PR #6339, opened 2016-11-30
feat(position): add 'positionElementAt' method

farooqu:
Add a method to position an element at client x/y coordinates. Using
code from the positionElements method, which has been refactored into a
positionElement method with both positionElementAt and positionElements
**********
> _ACTIVITY_: Your reply should be the lines from the one that contains "code from the" through the end of the listing above, repeated exactly.

> _EXERCISE SOLUTION_:
code from the positionElements method, which has been refactored into a
positionElement method with both positionElementAt and positionElements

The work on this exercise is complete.